For over three decades Jesse has been immersed in Algonquian language reclamation efforts. He is the founder and director of the School of Abenaki at Middlebury College. He first gained fluency in the western Abenaki language – learning his first words and phrases from his father as a toddler, and then directly from the last generation of first language speakers in the 1990s. He has built several free online platforms for Abenaki language reclamation including his most recent repository AbenakiOnline.com.

Jesse sharing a story at Middlebury College Cocoon 2025. Inspired by the popular storytelling phenomenon The Moth.

Jesse was raised on Splinterville Hill in the Adirondack foothills town of Greenfield Center, New York. He is the eldest son of Abenaki author and storyteller Dr. Joseph Bruchac III. A proud citizen of the Nulhegan Band of the Coosuk Abenaki Nation, Jesse, along with his brother James Bruchac, grew up immersed in storytelling, the natural world, and Native and Adirondack cultural traditions.

While honoring all their ancestral lines—including Slovak heritage—the Bruchac family draws from well-documented Native American ancestry, including Western Abenaki/Schaghticoke, as well as Mohican, Munsee Lenape, and Mohawk connections. These lines intersect in documented historical settings over multiple generations, including the Mohawk village of Canajoharie in the 17th century, the multi-tribal community of Schaghticoke in the late 17th and 18th centuries, the 19th-century basketmaking community of Splinterville Hill, and into the 20th century through families connected to the nearby Fox Hill Indian community.

Among their documented ancestral lines are figures such as Broer Cornelis Van Slyck, described in a 1659 report as “Broer, the half-breed, speaks for the Maquas [Mohawks], and the Christians listen” (O’Callaghan, Documentary History), and Jacques “Itsitsiosokwachka” Cornelissen Van Slyck, who in 1667 received a deed from Mohawk leaders to lands at Cohoes Falls, a site of longstanding cultural importance at the Mohawk–Hudson confluence. These records reflect the historically documented role of this family within Dutch–Mohawk borderland society.

The family’s lineage also includes individuals connected through multiple lines to the 17th-century Munsee/Canarsee leader Catoneras and the Mohawk woman later known in the record as Ots-Toch. Their Catoneras lines descend through historically documented Hudson Valley families including the Van Tassel and Storm families, and continue into later generations through the Dunham family and related lines. These connections reflect documented patterns of kinship and intermarriage across Dutch and Indigenous communities in the region, rather than a single line of descent.

Jesse has worked in language reclamation efforts with several Eastern Algonquian languages, including western Abenaki, Penobscot, Lenni Lenape, Delaware (Munsee and Unami), Mohican (Mahican), Mohegan-Pequot, and Quiripi-Unquachog. He is currently involved in the reawakening the Powhatan Algonquian language.

In Budapest with Jamestown cast members, including Moses Brings Plenty (Yellowstone), Kalani Queypo (Slow West), Gene BraveRock (Wonder Woman 1984)

Jesse has lectured at Yale, Harvard, Dartmouth, Princeton, the LSA (Linguistic Society of America) Algonquian Conference, SAIL (Symposium for American Indian Languages), and CALICO (Computer-Assisted Language Instruction Consortium).
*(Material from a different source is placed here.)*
PR #2296, opened 2019-04-01
Add libbcc-loader-static.a symbols into libbcc.a

danobi:
It's useful to have all the bcc symbols in one place when statically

Jesse most recently worked on the 2024 feature film Lost Nation, in theaters now. He has also worked with PBS (Monadnock), AMC (Turn), Carnival Films, NBC/Universal (Jamestown), National Geographic (Saints and Strangers/Barkskins), the BBC (Springwatch), BBC Radio 3 (In Tune/Autumnwatch), The Science Channel (America’s Lost Vikings), and others as an Eastern Algonquian translator, a language coach, and composer.

On the set in South Africa between takes with actor Tatanka Means (Killers of the Flower Moon).

As a musician his music had been a primary driver in language reclamation efforts, and has been featured in television, film, and radio. He’s performed at the Clearwater Festival, Old Songs, the Dance Flurry, and many other folk festivals over the last three decades.

Jesse Bowman Bruchac and his daughter Carolyn dancing the Alligator dance at the 2025 Harvest Festival at the Ndakinna Education Center.

He has shared the stage with Joanne Shenandoah, Bill Miller, and Kevin Locke, performed at Woodstock ’94, and as a member of the Dawnland Singers opened for The Grateful Dead and Bob Dylan. In 1996 he toured Belgium as a member of Awasos Sigwan, a drum group from the Abenaki reserve of Odanak, PQ. To hear his music, visit Jesse’s Spotify Artist Page.

Jesse Bowman with his son Jacob Bowman at the 2022 Boston Film Festival world premier of The Wind & the Reckoning.

While projects promoting and revitalizing the Indigenous languages of the American Northeast are his passion, Jesse considers his greatest accomplishment raising his children Carolyn Rose and Jacob Bowman to speak the Abenaki language fluently.